WHAT TO WORK ON: Nothing but the line with "jlipps: this test" and the lines after it should appear, each retyped exactly as in the listing.

INFORMATION PROVIDED:
PR #337, opened 2018-12-10
Use W3C and MJSONWP element keys

dpgraham:
When converting elements, it should include MJSONWP and ELEMENT

### DIFF
--- a/lib/commands/web.js
+++ b/lib/commands/web.js
@@ -387,13 +387,19 @@ helpers.useAtomsElement = function (el) {
 helpers.convertElementsForAtoms = function (args = []) {
   let newArgs = [];
   for (let arg of args) {
-    if (!_.isNull(arg) && !_.isUndefined(arg.ELEMENT)) {
-      let atomsElement = this.getAtomsElement(arg.ELEMENT);
-      if (atomsElement === null) {
-        throw new errors.UnknownError(`Error converting element ID for using in WD atoms: '${arg.ELEMENT}'`);
+    let hasElementKey = false;
+    for (let elementKey of ['ELEMENT', 'element-6066-11e4-a52e-4f735466cecf']) {
+      if (!_.isNull(arg) && !_.isUndefined(arg[elementKey])) {
+        hasElementKey = true;
+        let atomsElement = this.getAtomsElement(arg[elementKey]);
+        if (atomsElement === null) {
+          throw new errors.UnknownError(`Error converting element ID for using in WD atoms: '${arg.ELEMENT}'`);
+        }
+        newArgs.push(atomsElement);
       }
-      newArgs.push(atomsElement);
-    } else {
+    }
+
+    if (!hasElementKey) {
       newArgs.push(arg);
     }
   }
--- a/lib/commands/web.js
+++ b/lib/commands/web.js
@@ -370,7 +370,7 @@ helpers.getAtomsElement = function (wdId) {
   if (_.isUndefined(atomsId)) {
     return null;
   }
-  return {ELEMENT: atomsId, [W3C_WEB_ELEMENT_IDENTIFIER]: atomsId};
+  return {ELEMENT: atomsId};
 };
 
 helpers.useAtomsElement = function (el) {
@@ -440,7 +440,7 @@ helpers.parseElementResponse = function (element) {
   let objId = helpers.getElementId(element);
   let clientId = (ELEMENT_OFFSET + this.webElementIds.length).toString();
   this.webElementIds.push(objId);
-  return {ELEMENT: clientId, [W3C_WEB_ELEMENT_IDENTIFIER]: clientId};
+  return {ELEMENT: clientId};
 };
 
 helpers.getElementId = function (element) {
--- a/lib/commands/web.js
+++ b/lib/commands/web.js
@@ -9,6 +9,7 @@ import logger from '../logger';
 let commands = {}, helpers = {}, extensions = {};
 
 const ELEMENT_OFFSET = 5000;
+const { W3C_WEB_ELEMENT_IDENTIFIER } = util;
 
 commands.setFrame = async function (frame) {
   if (!this.isWebContext()) {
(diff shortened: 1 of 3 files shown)


lib/commands/web.js
```diff
@@ -387,13 +387,19 @@ helpers.useAtomsElement = function (el) {
...
+        if (atomsElement === null) {
+          throw new errors.UnknownError(`Error converting element ID for using in WD atoms: '${arg.ELEMENT}'`);
+        }
+        newArgs.push(atomsElement);
       }
-      newArgs.push(atomsElement);
-    } else {
+    }
+
+    if (!hasElementKey) {
```
mykola-mokhnach: why do we need hasElementKey flag if we can simply put it into `else`?

lib/commands/web.js
```diff
@@ -387,13 +387,19 @@ helpers.useAtomsElement = function (el) {
...
-        throw new errors.UnknownError(`Error converting element ID for using in WD atoms: '${arg.ELEMENT}'`);
+    let hasElementKey = false;
+    for (let elementKey of ['ELEMENT', 'element-6066-11e4-a52e-4f735466cecf']) {
+      if (!_.isNull(arg) && !_.isUndefined(arg[elementKey])) {
+        hasElementKey = true;
+        let atomsElement = this.getAtomsElement(arg[elementKey]);
+        if (atomsElement === null) {
+          throw new errors.UnknownError(`Error converting element ID for using in WD atoms: '${arg.ELEMENT}'`);
+        }
+        newArgs.push(atomsElement);
```
mykola-mokhnach: is it possible that both keys are present and the element would be added twice?

lib/commands/web.js
mykola-mokhnach: https://www.w3schools.com/js/js_break.asp

lib/commands/web.js
dpgraham: I forgot to take out `newArgs.push(atomsElement)` from the for-loop.

lib/commands/web.js
```diff
@@ -387,13 +387,19 @@ helpers.useAtomsElement = function (el) {
 helpers.convertElementsForAtoms = function (args = []) {
   let newArgs = [];
   for (let arg of args) {
-    if (!_.isNull(arg) && !_.isUndefined(arg.ELEMENT)) {
-      let atomsElement = this.getAtomsElement(arg.ELEMENT);
-      if (atomsElement === null) {
-        throw new errors.UnknownError(`Error converting element ID for using in WD atoms: '${arg.ELEMENT}'`);
+    let hasElementKey = false;
+    for (let elementKey of ['ELEMENT', 'element-6066-11e4-a52e-4f735466cecf']) {
```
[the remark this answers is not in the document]
dpgraham: Appium Support exposes it. I'll use that.

lib/commands/web.js
dpgraham: It shouldn't have been in the for-loop.

dpgraham:
Fixes pushed.

lib/commands/web.js
```diff
@@ -387,13 +388,18 @@ helpers.useAtomsElement = function (el) {
...
+        let atomsElement = this.getAtomsElement(arg[elementKey]);
+        if (atomsElement === null) {
+          throw new errors.UnknownError(`Error converting element ID for using in WD atoms: '${arg[elementKey]}'`);
+        }
       }
-      newArgs.push(atomsElement);
-    } else {
+    }
+
+    if (!hasElementKey) {
```
jlipps: i still don't think this will work. as it stands, the code will not add args to the args list which are _not_ elements. we still want everything that was in `args` to be in `newArgs`, it's just that elements should be converted along the way.

this is also doing nothing with `atomsElement`, which is the thing we want to add to `newArgs`

i think a better solution would involve a `break` in the inner loop to ensure we only push one converted element.

dpgraham: I'll write a test for this.

lib/commands/web.js
```diff
@@ -433,12 +437,20 @@ helpers.parseExecuteResponse = function (res) {
...
 
 helpers.parseElementResponse = function (element) {
-  let objId = element.ELEMENT;
+  let objId = helpers.getElementId(element);
   let clientId = (ELEMENT_OFFSET + this.webElementIds.length).toString();
   this.webElementIds.push(objId);
   return {ELEMENT: clientId};
 };
 
+helpers.getElementId = function (element) {
```
jlipps: this looks good but is it the same as unwrapElement?

dpgraham: It is yeah. I'll update that.

lib/commands/web.js
```diff
@@ -433,12 +437,20 @@ helpers.parseExecuteResponse = function (res) {
...
+  return element.ELEMENT || element[W3C_WEB_ELEMENT_IDENTIFIER];
+};
+
+helpers.hasElementId = function (element) {
+  return util.hasValue(element) && (util.hasValue(element.ELEMENT) || util.hasValue(element[W3C_WEB_ELEMENT_IDENTIFIER]));
```
mykola-mokhnach: and this can be also changed to `return util.unwrapElement(element) !== element`

test/e2e/safari/webview/web-specs.js
```diff
@@ -0,0 +1,29 @@
...
+      let primitives = ['hello', 1, true];
+      driver.convertElementsForAtoms(primitives).should.eql(primitives);
+    });
+    it('should parse W3C and MJSONWP element ids', function () {
+      for (const elType of ['ELEMENT', util.W3C_WEB_ELEMENT_IDENTIFIER]) {
+        driver.webElementIds = [123];
+        const args = [{
+          [elType]: 5000
+        }];
+        driver.convertElementsForAtoms(args).should.eql([{ELEMENT: 123, [util.W3C_WEB_ELEMENT_IDENTIFIER]: 123}]);
```
imurchie: This line is breaking the build. I'm not sure what the intention is in `convertElementsForAtoms`, so I cannot fix it.

dpgraham: I'll look at it today

dpgraham: I'll look at it today

jlipps: the point of `convertElementForAtoms` is to unwrap an element, subtract 5000 from its numeric id, and rewrap it.

the reason is that the selenium atoms maintain their own element id list, which would conflict with the driver's element id cache. so we add 5000 to the selenium atom element id before returning it to the client. that means we also have to subtract it before reusing it in the atoms context.

jlipps: this test should probably be fixed by making the arg `5123` instead?

imurchie: I think the test should not have the W3C part in the expectation, since the atoms don't expect it. But that's the part where I don't know what the intention of the test or the changes to the function are.

dpgraham: I put in a fix for that. The atom doesn't include the W3C element format, and I put in a fix to reflect that.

EXERCISE SOLUTION:
jlipps: this test should probably be fixed by making the arg `5123` instead?

imurchie: I think the test should not have the W3C part in the expectation, since the atoms don't expect it. But that's the part where I don't know what the intention of the test or the changes to the function are.

dpgraham: I put in a fix for that. The atom doesn't include the W3C element format, and I put in a fix to reflect that.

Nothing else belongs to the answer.